On a Caribbean island, young and innocent Manuela (Judy Garland) dreams her foolish dreams of the dashing, brave, romantic pirate, Mack, the black macoco. Alas, Manuela is an orphan, living with her aunt and uncle who are loving but who have suffered financial reverses. They tell Manuela that they have arranged for her to marry in a few days the powerful and wealthy mayor of their town, Don Pedro Vargas (Walter Slezak). But then some traveling players arrive, led by Serafin (Gene Kelly), juggler, conjurer, singer and dancer, a dark, curly-haired rogue who oozes macho charm. He woos, wins and leaves all the beautiful women he meets, all of whom he simply calls nina. Well, of course, Manuela and Serafin will meet. He falls in love, she resists and Don Pedro is furious. By the end of the movie we learn a great deal about Mack the Black and who he is, we learn about love and stage folks and, of course, that talent and love must have their way.

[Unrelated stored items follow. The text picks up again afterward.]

PR #445, opened 2022-04-14
reduce ram usage by adding buffer based merging

weypro:
Add merge_buffer_length


fcakyon:
@weypro can you please reformat your code as described in: https://github.com/obss/sahi#contributing

devrimcavusoglu:
Can we also refactor the image slicing part, np slicing is no worse than creating new PIL.Image objects and presumably better in some scenarios, so I also suggest that we do that refactor in this PR as well (as the discussion originated from this point, it should be a part of this PR). Wdyt ? @weypro @fcakyon

fcakyon:
> Can we also refactor the image slicing part, np slicing is always better than creating new PIL.Image objects even though there is slight improvement in some cases, so I also suggest that we do that refactor in this PR as well (as the discussion originated from this point, it should be a part of this PR). Wdyt ? @weypro @fcakyon

Yes we should definitely open numpy slice improvement as a new PR since it does not have any effect on detection accuracy it is an easier PR :+1:

fcakyon:
Hey @weypro! Are you still working on this draft?

weypro:
> Hey @weypro! Are you still working on this draft?

Sorry, I have to resume my job. Could you help me finish the rest of the work?

weypro:
I try to explain the problem with this method clearly. Before explaining my thought, I need to mention that I just simply regard NMM and NMS as the same thing, and I will take NMS as the example.

The description of the NMS algorithm from the link https://towardsdatascience.com/non-maximum-suppression-nms-93ce178e177c:
```
1. Select the proposal with highest confidence score, remove it from B and add it to the final proposal list D. (Initially D is empty).
2. Now compare this proposal with all the proposals — calculate the IOU (Intersection over Union) of this proposal with every other proposal. If the IOU is greater than the threshold N, remove that proposal from B.
3. Again take the proposal with the highest confidence from the remaining proposals in B and remove it from B and add it to D.
4. Once again calculate the IOU of this proposal with all the proposals in B and eliminate the boxes which have high IOU than threshold.
This process is repeated until there are no more proposals left in B.
```
Let's notice the phrase `eliminate the boxes which have high IOU than threshold` in the third step. In other words, the boxes  will definitely be eliminated under the following conditions:
1. The eliminated box overlaps with the `highest` proposal. (Actually, it's `the local highest` for every slice)
2. The IOU is higher than the threshold.  

The second condition depends on the first one, and all the problems are caused by `the local highest`.
What we concern is whether the eliminated proposal should not be eliminated and whether the proposal which needs to be eliminated does not be eliminated.
1. For the first question, the phenomenon is the IOU of the accidentally eliminated proposal and `the local highest` is higher than the threshold, and `the local highest` is also eliminated in later iterations. But the IOU of the first eliminated proposal with other proposals is lower than the threshold, which means it needn't be eliminated.
For example, we have three horizontally arranged proposals with scores of 0.5, 0.6, and 0.7. The IOUs are 0.5 and the threshold is 0.4. The first two proposals are in the first slice and the rest is in the second slice.
When we apply NMS to the whole list of proposals, we can only eliminate the second proposal and we finally get two proposals as the result.
When we try to apply NMS separately, the first proposal is eliminated in the first iteration, and the second proposal is also eliminated in the second iteration. The number of iterations equals the number of slices.
The root cause is the accidentally eliminated proposals are associated with proposals outside the scope. To solve it, a simple method is that we can limit the proposal in the central area to preprocess in advance, while it doesn't really solve the problem of insufficient memory.
2. For the second question, it should not exist in theory, because all of the new proposals will be included in the comparison scope in every iteration.

The conclusion is that the method can just alleviate the problem of insufficient memory, and it may be better to try to save the cache to the hard disk as the final solution.

devrimcavusoglu:
>    For example, we have three horizontally arranged proposals with scores of 0.5, 0.6, and 0.7. The IOUs are 0.5 and the threshold is 0.4. The first two proposals are in the first slice and the rest is in the second slice.
>    When we apply NMS to the whole list of proposals, we can only eliminate the second proposal and we finally get two proposals as the result.
>    When we try to apply NMS separately, the first proposal is eliminated in the first iteration, and the second proposal is also eliminated in the second iteration. The number of iterations equals the number of slices.

@weypro sorry for jumping in late, I think I can take it from here. For the problem above, I have something in mind though I am not 100% sure if it's feasible or not, and probably it will introduce a little bit more memory overhead. It's not a direct solution, but kinda work-around. If we populate proposals from non-adjacent slices in buffer, then'd be **less worried** about accidental eliminations. Note that, I said "less worried" as it doesn't introduce the mutual exclusion between overlapping proposals, still there is a little room for accidental eliminations (but far less compared to current implementation in practice). This is mainly due to overlapping behavior of slices. In theory there is a way to introduce a full disjoint slices in buffer by taking slice locations into account.

weypro:
> > For example, we have three horizontally arranged proposals with scores of 0.5, 0.6, and 0.7. The IOUs are 0.5 and the threshold is 0.4. The first two proposals are in the first slice and the rest is in the second slice.
> > When we apply NMS to the whole list of proposals, we can only eliminate the second proposal and we finally get two proposals as the result.
> > When we try to apply NMS separately, the first proposal is eliminated in the first iteration, and the second proposal is also eliminated in the second iteration. The number of iterations equals the number of slices.
> 
> @weypro sorry for jumping in late, I think I can take it from here. For the problem above, I have something in mind though I am not 100% sure if it's feasible or not, and probably it will introduce a little bit more memory overhead. It's not a direct solution, but kinda work-around. If we populate proposals from non-adjacent slices in buffer, then'd be **less worried** about accidental eliminations. Note that, I said "less worried" as it doesn't introduce the mutual exclusion between overlapping proposals, still there is a little room for accidental eliminations (but far less compared to current implementation in practice). This is mainly due to overlapping behavior of slices. In theory there is a way to introduce a full disjoint slices in buffer by taking slice locations into account.

Yes. But I think it's unnecessary to implement this because we have already gotten a better solution to avoid the problem that is saving cache to the hard disk. It seems like a waste of time if we continue to work on the problem.

devrimcavusoglu:
@weypro @fcakyon results on `merge_buffer_length` for various configs. The dataset used is this [sample_dataset](https://github.com/obss/sahi/releases/download/0.8.19/sample_dataset.zip). Presumably, for this dataset `None` and `100` have identical eval results. If we are okay with the trade-off, we can proceed with this implementation. 

```python
 merge_buffer_length = None
 Average Precision  (AP) @[ IoU=0.50:0.95 | area=   all | maxDets=500 ] = 0.362
 Average Precision  (AP) @[ IoU=0.50      | area=   all | maxDets=500 ] = 0.576
 Average Precision  (AP) @[ IoU=0.75      | area=   all | maxDets=500 ] = 0.368
 Average Precision  (AP) @[ IoU=0.50      | area= small | maxDets=500 ] = 0.551
 Average Precision  (AP) @[ IoU=0.50      | area=medium | maxDets=500 ] = 0.673
 Average Precision  (AP) @[ IoU=0.50      | area= large | maxDets=500 ] = 0.625
 Average Precision  (AP) @[ IoU=0.50:0.95 | area= small | maxDets=500 ] = 0.301
 Average Precision  (AP) @[ IoU=0.50:0.95 | area=medium | maxDets=500 ] = 0.452
 Average Precision  (AP) @[ IoU=0.50:0.95 | area= large | maxDets=500 ] = 0.463
 Average Recall     (AR) @[ IoU=0.50:0.95 | area= small | maxDets=500 ] = 0.371
 Average Recall     (AR) @[ IoU=0.50:0.95 | area=medium | maxDets=500 ] = 0.502
 Average Recall     (AR) @[ IoU=0.50:0.95 | area= large | maxDets=500 ] = 0.650

 merge_buffer_length = 1
 Average Precision  (AP) @[ IoU=0.50:0.95 | area=   all | maxDets=500 ] = 0.135
 Average Precision  (AP) @[ IoU=0.50      | area=   all | maxDets=500 ] = 0.228
 Average Precision  (AP) @[ IoU=0.75      | area=   all | maxDets=500 ] = 0.145
 Average Precision  (AP) @[ IoU=0.50      | area= small | maxDets=500 ] = 0.208
 Average Precision  (AP) @[ IoU=0.50      | area=medium | maxDets=500 ] = 0.265
 Average Precision  (AP) @[ IoU=0.50      | area= large | maxDets=500 ] = 0.500
 Average Precision  (AP) @[ IoU=0.50:0.95 | area= small | maxDets=500 ] = 0.089
 Average Precision  (AP) @[ IoU=0.50:0.95 | area=medium | maxDets=500 ] = 0.162
 Average Precision  (AP) @[ IoU=0.50:0.95 | area= large | maxDets=500 ] = 0.400
 Average Recall     (AR) @[ IoU=0.50:0.95 | area= small | maxDets=500 ] = 0.108
 Average Recall     (AR) @[ IoU=0.50:0.95 | area=medium | maxDets=500 ] = 0.176
 Average Recall     (AR) @[ IoU=0.50:0.95 | area= large | maxDets=500 ] = 0.400

 merge_buffer_length = 3
 Average Precision  (AP) @[ IoU=0.50:0.95 | area=   all | maxDets=500 ] = 0.140
 Average Precision  (AP) @[ IoU=0.50      | area=   all | maxDets=500 ] = 0.233
 Average Precision  (AP) @[ IoU=0.75      | area=   all | maxDets=500 ] = 0.150
 Average Precision  (AP) @[ IoU=0.50      | area= small | maxDets=500 ] = 0.208
 Average Precision  (AP) @[ IoU=0.50      | area=medium | maxDets=500 ] = 0.273
 Average Precision  (AP) @[ IoU=0.50      | area= large | maxDets=500 ] = 0.500
 Average Precision  (AP) @[ IoU=0.50:0.95 | area= small | maxDets=500 ] = 0.089
 Average Precision  (AP) @[ IoU=0.50:0.95 | area=medium | maxDets=500 ] = 0.169
 Average Precision  (AP) @[ IoU=0.50:0.95 | area= large | maxDets=500 ] = 0.400
 Average Recall     (AR) @[ IoU=0.50:0.95 | area= small | maxDets=500 ] = 0.108
 Average Recall     (AR) @[ IoU=0.50:0.95 | area=medium | maxDets=500 ] = 0.184
 Average Recall     (AR) @[ IoU=0.50:0.95 | area= large | maxDets=500 ] = 0.400

 merge_buffer_length = 5
 Average Precision  (AP) @[ IoU=0.50:0.95 | area=   all | maxDets=500 ] = 0.142
 Average Precision  (AP) @[ IoU=0.50      | area=   all | maxDets=500 ] = 0.235
 Average Precision  (AP) @[ IoU=0.75      | area=   all | maxDets=500 ] = 0.152
 Average Precision  (AP) @[ IoU=0.50      | area= small | maxDets=500 ] = 0.208
 Average Precision  (AP) @[ IoU=0.50      | area=medium | maxDets=500 ] = 0.277
 Average Precision  (AP) @[ IoU=0.50      | area= large | maxDets=500 ] = 0.500
 Average Precision  (AP) @[ IoU=0.50:0.95 | area= small | maxDets=500 ] = 0.089
 Average Precision  (AP) @[ IoU=0.50:0.95 | area=medium | maxDets=500 ] = 0.172
 Average Precision  (AP) @[ IoU=0.50:0.95 | area= large | maxDets=500 ] = 0.400
 Average Recall     (AR) @[ IoU=0.50:0.95 | area= small | maxDets=500 ] = 0.108
 Average Recall     (AR) @[ IoU=0.50:0.95 | area=medium | maxDets=500 ] = 0.188
 Average Recall     (AR) @[ IoU=0.50:0.95 | area= large | maxDets=500 ] = 0.400

 merge_buffer_length = 10
 Average Precision  (AP) @[ IoU=0.50:0.95 | area=   all | maxDets=500 ] = 0.146
 Average Precision  (AP) @[ IoU=0.50      | area=   all | maxDets=500 ] = 0.241
 Average Precision  (AP) @[ IoU=0.75      | area=   all | maxDets=500 ] = 0.157
 Average Precision  (AP) @[ IoU=0.50      | area= small | maxDets=500 ] = 0.208
 Average Precision  (AP) @[ IoU=0.50      | area=medium | maxDets=500 ] = 0.287
 Average Precision  (AP) @[ IoU=0.50      | area= large | maxDets=500 ] = 0.500
 Average Precision  (AP) @[ IoU=0.50:0.95 | area= small | maxDets=500 ] = 0.089
 Average Precision  (AP) @[ IoU=0.50:0.95 | area=medium | maxDets=500 ] = 0.179
 Average Precision  (AP) @[ IoU=0.50:0.95 | area= large | maxDets=500 ] = 0.400
 Average Recall     (AR) @[ IoU=0.50:0.95 | area= small | maxDets=500 ] = 0.108
 Average Recall     (AR) @[ IoU=0.50:0.95 | area=medium | maxDets=500 ] = 0.195
 Average Recall     (AR) @[ IoU=0.50:0.95 | area= large | maxDets=500 ] = 0.400

 merge_buffer_length = 25
 Average Precision  (AP) @[ IoU=0.50:0.95 | area=   all | maxDets=500 ] = 0.170
 Average Precision  (AP) @[ IoU=0.50      | area=   all | maxDets=500 ] = 0.276
 Average Precision  (AP) @[ IoU=0.75      | area=   all | maxDets=500 ] = 0.186
 Average Precision  (AP) @[ IoU=0.50      | area= small | maxDets=500 ] = 0.265
 Average Precision  (AP) @[ IoU=0.50      | area=medium | maxDets=500 ] = 0.322
 Average Precision  (AP) @[ IoU=0.50      | area= large | maxDets=500 ] = 0.500
 Average Precision  (AP) @[ IoU=0.50:0.95 | area= small | maxDets=500 ] = 0.123
 Average Precision  (AP) @[ IoU=0.50:0.95 | area=medium | maxDets=500 ] = 0.205
 Average Precision  (AP) @[ IoU=0.50:0.95 | area= large | maxDets=500 ] = 0.400
 Average Recall     (AR) @[ IoU=0.50:0.95 | area= small | maxDets=500 ] = 0.148
 Average Recall     (AR) @[ IoU=0.50:0.95 | area=medium | maxDets=500 ] = 0.226
 Average Recall     (AR) @[ IoU=0.50:0.95 | area= large | maxDets=500 ] = 0.400

 merge_buffer_length = 50
 Average Precision  (AP) @[ IoU=0.50:0.95 | area=   all | maxDets=500 ] = 0.251
 Average Precision  (AP) @[ IoU=0.50      | area=   all | maxDets=500 ] = 0.407
 Average Precision  (AP) @[ IoU=0.75      | area=   all | maxDets=500 ] = 0.249
 Average Precision  (AP) @[ IoU=0.50      | area= small | maxDets=500 ] = 0.411
 Average Precision  (AP) @[ IoU=0.50      | area=medium | maxDets=500 ] = 0.459
 Average Precision  (AP) @[ IoU=0.50      | area= large | maxDets=500 ] = 0.500
 Average Precision  (AP) @[ IoU=0.50:0.95 | area= small | maxDets=500 ] = 0.209
 Average Precision  (AP) @[ IoU=0.50:0.95 | area=medium | maxDets=500 ] = 0.299
 Average Precision  (AP) @[ IoU=0.50:0.95 | area= large | maxDets=500 ] = 0.400
 Average Recall     (AR) @[ IoU=0.50:0.95 | area= small | maxDets=500 ] = 0.266
 Average Recall     (AR) @[ IoU=0.50:0.95 | area=medium | maxDets=500 ] = 0.346
 Average Recall     (AR) @[ IoU=0.50:0.95 | area= large | maxDets=500 ] = 0.400

 merge_buffer_length = 100
 Average Precision  (AP) @[ IoU=0.50:0.95 | area=   all | maxDets=500 ] = 0.362
 Average Precision  (AP) @[ IoU=0.50      | area=   all | maxDets=500 ] = 0.576
 Average Precision  (AP) @[ IoU=0.75      | area=   all | maxDets=500 ] = 0.368
 Average Precision  (AP) @[ IoU=0.50      | area= small | maxDets=500 ] = 0.551
 Average Precision  (AP) @[ IoU=0.50      | area=medium | maxDets=500 ] = 0.673
 Average Precision  (AP) @[ IoU=0.50      | area= large | maxDets=500 ] = 0.625
 Average Precision  (AP) @[ IoU=0.50:0.95 | area= small | maxDets=500 ] = 0.301
 Average Precision  (AP) @[ IoU=0.50:0.95 | area=medium | maxDets=500 ] = 0.452
 Average Precision  (AP) @[ IoU=0.50:0.95 | area= large | maxDets=500 ] = 0.463
 Average Recall     (AR) @[ IoU=0.50:0.95 | area= small | maxDets=500 ] = 0.371
 Average Recall     (AR) @[ IoU=0.50:0.95 | area=medium | maxDets=500 ] = 0.502
 Average Recall     (AR) @[ IoU=0.50:0.95 | area= large | maxDets=500 ] = 0.650
```

fcakyon:
Thanks for the effort @devrimcavusoglu! We can merge it considering None and 100 have similar results! Should we add any info to the docstring related wirth the new parameter?

devrimcavusoglu:
> Thanks for the effort @devrimcavusoglu! We can merge it considering None and 100 have similar results! Should we add any info to the docstring related wirth the new parameter?

Yes we definitely need to add an info about the trade-off to docstring. I'll add in few hours, and we can merge.

sahi/predict.py
```diff
@@ -165,6 +166,9 @@ def get_sliced_prediction(
             0: no print
             1: print number of slices (default)
             2: print number of slices and slice/prediction durations
+        merge_buffer_length: int
+            The length of buffer for slices to be used during sliced prediction, which is suitable for low memory.
+            It may affect the AP if it is specified.
```
devrimcavusoglu, line 171:
```suggestion
            It may affect the AP if it is specified. The higher the amount, the closer results to the non-buffered
            scenario. See [the discussion](https://github.com/obss/sahi/pull/445).
```

devrimcavusoglu (changes requested):

sahi/predict.py
devrimcavusoglu: @weypro @fcakyon can you check the docstring and commit if it's okay ?

devrimcavusoglu (approved):

fcakyon (approved):

fcakyon:
@devrimcavusoglu @weypro thanks for the effort!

For a musical with songs by Cole Porter starring Garland and Kelly, The Pirate turns into a bit of a slog. Fifty minutes into the 101-minute movie and we've experienced only two songs. Minnelli evidently thought that the rococo-tinged acting, especially by Kelly, combined with lavish velvet dresses and Carmen-Miranda turbans for the women, harlequin tights for the men, exploding purple and scarlet smoke bombs and flaming torches in every night scene would wow us groundlings.